「ロシア武器輸出を拡大」

本日の東京新聞朝刊に、ロシアが、北大西洋条約機構(NATO)加盟国であるトルコへの最新鋭対空ミサイルシステム(S400)の輸出交渉を進めるなど、武器輸出先の拡大を図っているとの記事が掲載されていた。今月22日、モスクワ郊外で中国や北朝鮮、アフリカ諸国など15カ国の軍事関係者を前にロシアの兵器のデモンストレーションが行われたとのこと。

ロシアは米国に次ぐ世界第2位の武器輸出国であり、中国やインド、フィリピン、トルコなど、米国との関係が悪化している国に売り込みをかけている。特にトルコのエルドアン大統領やフィリピンのドゥテルテ大統領、エジプトのシシ大統領などは、ロシアとの前向きな関係強化を図っている。

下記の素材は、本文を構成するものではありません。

PR #2930, opened 2026-09-02
fix(about): append the CI build number to the release version

innolope-dev:
## What

The About screen showed `Version 1.1.1 (34534)`. It now shows `Version 1.1.34534`.

The patch digit in that string came from `MARKETING_VERSION`, which is typed by hand into `ios-release.yml` / `android-release.yml` at release time and can sit unchanged for months. The build number — the run number of the release workflow, and the only value that identifies a specific build — sat in parentheses next to it. So the part that read as "the version" was the part that had not moved, and the part that had moved read as an aside.

`formatBinaryVersion` now composes `<major>.<minor>.<build>`, so the digit a user reads out to support is the one that changes every release.

## Edge cases

- A binary reporting fewer than two version segments keeps the old `<version> (<build>)` shape, rather than rendering `undefined` into the one number a support conversation depends on.
- Web is untouched: `getBinaryInfo()` returns null with no binary to ask, so the bundled `package.json` fallback still renders as-is.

日本も「防衛装備移転三原則」で、「(1)紛争当事国などに該当しない(2)我が国の安全保障に資すると判断できる(3)目的外使用や第三国移転をしないと相手国が約束した場合」に限って、武器を輸出したり、国際共同開発に参加したりすることが可能となり、既に弾道ミサイル防衛システムに使用されるミサイル追跡センサーなどを米国に販売している。

市場が拡大し競争が激化すれば、「防衛装備移転三原則」は容易に形骸化し、民間ベースで殺傷能力のある兵器が大量に、そして安価に世界中に流通することは間違いない。ネットで検索したところ、三菱、川崎、日立、東芝などがマレーシアやフィリピン、インドやオーストラリアなど、中国周辺の国を中心に武器輸出を始めている。冷戦時代ならいざ知らず、国同士の関係がグローバルに変化している中で、「防衛装備移転三原則」にある「日本の安全保障に資すると判断される」との文言がいかなる有用性を持ちうるのであろうか。